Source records
PR #999, opened 2026-07-06
Fix(checkpoints): allow checkpoints exported after prediction to be loaded

### LINKED ISSUE #939: Saving checkpoint after prediction wouldn't save the data config in `datamodule_hyper_parameters`
The lightning `trainer` has a `datamodule` property which will set on `train` and `predict` methods by the passed datamodule:
`trainer.fit(model, datamodule=data_module)`
or 
`trainer.predict(model, datamodule=inf_data_module)`
When saving the checkpoint it will save data config with respect to the **current `datamodule`** in the trainer. In `careamics`, the data config will be saved in `hparams` *only* for train/validation: [here](https://github.com/CAREamics/careamics/blob/0d3d6c545658a1b9c52c6ce95b0eea529ca29d1f/src/careamics/lightning/data/data_module.py#L296).  

A basic example to reproduce the issue (works with `dev/v0.2`):
```python
from pathlib import Path

import numpy as np
import torch

from careamics.config.factories import create_advanced_n2v_config
from careamics.lightning import (
    CareamicsDataModule,
    N2VModule,
)


my_path = Path(".")

    experiment_name="na",
    data_type="array",
    axes="YX",
    patch_size=(32, 32),
    batch_size=2,
    num_epochs=1,
    num_workers=0,
)

# create lightning modules
model = N2VModule(config.algorithm_config)

# training data
train_array = rng.integers(0, 255, (64, 64)).astype(np.float32)
val_array = rng.integers(0, 255, (64, 64)).astype(np.float32)

data_module = CareamicsDataModule(
    data_config=config.data_config,
    train_data=train_array,
    val_data=val_array,
)

trainer = Trainer(
    enable_progress_bar=True,
    **config.training_config.trainer_params,
)

# train
trainer.fit(model, datamodule=data_module)

# saving the checkpoint
trainer.save_checkpoint(my_path / "after_training.ckpt")

# create an inference data config
pred_config = config.data_config.convert_mode(
    new_mode="predicting",
    new_patch_size=(64, 64),
    overlap_size=(32, 32),
    new_batch_size=1,
)

inf_data_module = CareamicsDataModule(
    data_config=pred_config,
    pred_data=val_array,
)

# run inference
tiled_predictions = trainer.predict(model, datamodule=inf_data_module)

# saving the checkpoint
trainer.save_checkpoint(my_path / "after_prediction.ckpt")

# load checkpoints
ckpt1 = torch.load(my_path / "after_training.ckpt")
ckpt2 = torch.load(my_path / "after_prediction.ckpt")

data_hparam_key = "datamodule_hyper_parameters"

print(f"\nafter training: {data_hparam_key in ckpt1}, {ckpt1.keys()}\n")
print(f"after prediction: {data_hparam_key in ckpt2}, {ckpt2.keys()}")

```

If we call the `self._save_hparams()` for the prediction datamodule as well, then the saved *data config* will be the prediction config and not the training one.

diyasrivas:
## Disclaimer

- [ ] I am an AI agent.

## Description

> [!NOTE]  
> **tldr**: 
Persist the training data config into every checkpoint saved through the CAREamics trainer, so a checkpoint saved after prediction no longer loses data_config and stays loadable.

PyTorch Lightning's Trainer populates checkpoint["datamodule_hyper_parameters"] from whichever datamodule is active on the trainer when the checkpoint is saved. In CAREamics, CareamicsDataModule only writes data_config into its hyperparameters during setup("fit"/"validate") — never during setup("predict"). After a predict() call the trainer's active datamodule is the prediction datamodule, whose hyperparameters do not contain data_config. Any checkpoint saved at that point has an empty/incomplete datamodule_hyper_parameters, and load_config_from_checkpoint then fails because it requires checkpoint["datamodule_hyper_parameters"]["data_config"].

### Overview - what changed?

The ConfigSaverCallback now persists the training data_config into the checkpoint, independently of which datamodule is currently active on the trainer. This guarantees that any checkpoint saved through the CAREamics trainer, whether after training or after prediction, always carries the training data config and remains loadable.

## Changes Made

`ConfigSaverCallback` takes an optional data_config parameter and writes it into checkpoint["datamodule_hyper_parameters"]["data_config"], overriding whatever the active datamodule left behind. CAREamist passes config.data_config when constructing the callback. Because normalization statistics are resolved in place into that same DataConfig object during setup("fit"), the callback's reference already carries the computed means/stds by the time a checkpoint is saved.

- `ConfigSaverCallback` (src/careamics/lightning/callbacks/config_saver_callback.py): added optional data_config parameter; on_save_checkpoint now persists the training data_config into datamodule_hyper_parameters when provided
- `CAREamist._define_callbacks (src/careamics/careamist.py)`: passes `config.data_config` to `ConfigSaverCallback`
- `docs/current/lightning_api.py`: updated both ConfigSaverCallback constructions to pass config.data_config
- `tests/conftest.py`: the checkpoint fixture now supplies data_config when constructing ConfigSaverCallback

### Removed features or files

None

## How has this been tested?

- All tests in `tests/lightning/utils/test_load_checkpoint.py` and `tests/test_careamist_predict.py` pass locally
- Manually verified the issue scenario: after `train()` → `predict(..., tile_size=...)` → `trainer.save_checkpoint()`, the checkpoint contains `datamodule_hyper_parameters["data_config"]`, is loadable, and reports mode `"training"` (not `"predicting"`)
- The documented Lightning API guide test (`docs/test_guides.py::test_script_execution[Scripts.lightning_api]`) passes locally

## Related Issues

- Resolves #939 

## Breaking changes

None. ConfigSaverCallback gains an optional `data_config` argument (default None) so existing constructions are fine unchanged and only skip persisting the data config when it is not supplied.

---

- [x] Pre-commit passes

### DIFF
--- a/docs/current/lightning_api.py
+++ b/docs/current/lightning_api.py
@@ -50,7 +50,10 @@ callbacks = [
         **config.training_config.checkpoint_params,
     ),
     ConfigSaverCallback(
-        config.version, config.experiment_name, config.training_config
+        config.version,
+        config.experiment_name,
+        config.training_config,
+        config.data_config,
     ),  # (6)!
 ]
 
@@ -100,7 +103,12 @@ callbacks = [
         filename=f"{config.experiment_name}_{{epoch:02d}}_step_{{step}}",
         **config.training_config.checkpoint_params,
     ),
-    ConfigSaverCallback(config.version, config.experiment_name, config.training_config),
+    ConfigSaverCallback(
+        config.version,
+        config.experiment_name,
+        config.training_config,
+        config.data_config,
+    ),
     pred_writer,  # (2)!
 ]
 
--- a/docs/current/lightning_api.md
+++ b/docs/current/lightning_api.md
@@ -29,8 +29,11 @@ are setting up Noise2Void, but the same can be done for CARE and N2N using the `
 For more details, refer to the [data documentation]().
 5. Careamics configuration has its own default set of parameters for the `ModelCheckpoint`
 callback (and `EarlyStopping`). You can either use those or set up your own.
-6. The `ConfigSaverCallback` callback is used to log the configuration in the 
-checkpoints.
+6. The `ConfigSaverCallback` callback stores the CAREamics configuration in the
+checkpoints. It is optional in the Lightning API, add it if you want to load the
+checkpoint with the CAREamist API and recover the training data and training configs.
+Without it, the checkpoint can still be loaded, but the training configuration falls back
+to its defaults.
 7. Similarly, the configuration create training parameters configuration. You can set your
 own rather than reusing those.
 8. As in any Lightning script, pass the model and datamodule to the trainer and call `fit` to start training.
--- a/src/careamics/careamist.py
+++ b/src/careamics/careamist.py
@@ -385,6 +385,7 @@ class CAREamist:
                 config.version,
                 config.get_safe_experiment_name(),
                 config.training_config,
+                config.data_config,
             ),
         ]
 
--- a/src/careamics/lightning/callbacks/config_saver_callback.py
+++ b/src/careamics/lightning/callbacks/config_saver_callback.py
@@ -5,6 +5,7 @@ from typing import Any
 from pytorch_lightning import LightningModule, Trainer
 from pytorch_lightning.callbacks import Callback
 
+from careamics.config.data.data_config import DataConfig
 from careamics.config.lightning.training_configuration import TrainingConfig
 
 
@@ -14,6 +15,8 @@ class ConfigSaverCallback(Callback):
 
     This callback automatically stores CAREamics version, experiment name,
     and training configuration in the checkpoint file for reproducibility.
+    It also persists the training data configuration into the checkpoint,
+    independently of the datamodule currently active on the trainer.
 
     Parameters
     ----------
@@ -23,6 +26,8 @@ class ConfigSaverCallback(Callback):
         Name of the experiment.
     training_config : TrainingConfig
         Training configuration to store in checkpoint.
+    data_config : DataConfig
+        Training data configuration to store in checkpoint.
 
     Attributes
     ----------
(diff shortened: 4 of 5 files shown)


docs/current/lightning_api.py
```diff
@@ -50,7 +50,10 @@
         **config.training_config.checkpoint_params,
     ),
     ConfigSaverCallback(
-        config.version, config.experiment_name, config.training_config
+        config.version,
+        config.experiment_name,
+        config.training_config,
+        config.data_config,
```
melisande-c, line 56: Maybe not totally part of the scope of the PR but I realised we don't mention why one might want to use the `ConfigSaverCallback` with the lightning API, technically it is optional. It would be so that you can later load the checkpoint with the CAREamist API instead of the Lightning API and have the training config saved, otherwise it will be loaded with the default training config.

melisande-c (approved):
I've thought about this a little bit because to me it doesn't feel quite right the way this overwrites the lightning checkpointing behaviour. Especially since lightning do not document `trainer.save_checkpoint`, even though it is not a private method, so I guess they do not expect people to be calling it manually after prediction.

A reason not to overwrite lightning behaviour is that now we will be coupled to their API. For example, say they decide to change the name of the `"datamodule_hyper_params"` key or something else, we would also have to update this accordingly and then maybe also raise the lower bounds of our lightning dependency which could cause us to be incompatible with other libraries.

With all that being said, I feel it is very unlikely that they will change the `datamodule_hyper_params` key. It is a relatively simple fix and I couldn't think of anything else

docs/current/lightning_api.py
diyasrivas: I can also update the `lightning_api.md` to make it explicit that `ConfigSaverCallback` is optional in the Lightning API

jdeschamps:
Ignore the pre-commit errors, they will be fixed elsewhere. Is it good to merge?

• _WORK REQUIRED_:
Lines before the one containing "With all that" are to be left out; that line and every line after it through the end of the data should be copied exactly.

• _RESULT OF THIS EXERCISE_:
With all that being said, I feel it is very unlikely that they will change the `datamodule_hyper_params` key. It is a relatively simple fix and I couldn't think of anything else

docs/current/lightning_api.py
diyasrivas: I can also update the `lightning_api.md` to make it explicit that `ConfigSaverCallback` is optional in the Lightning API

jdeschamps:
Ignore the pre-commit errors, they will be fixed elsewhere. Is it good to merge?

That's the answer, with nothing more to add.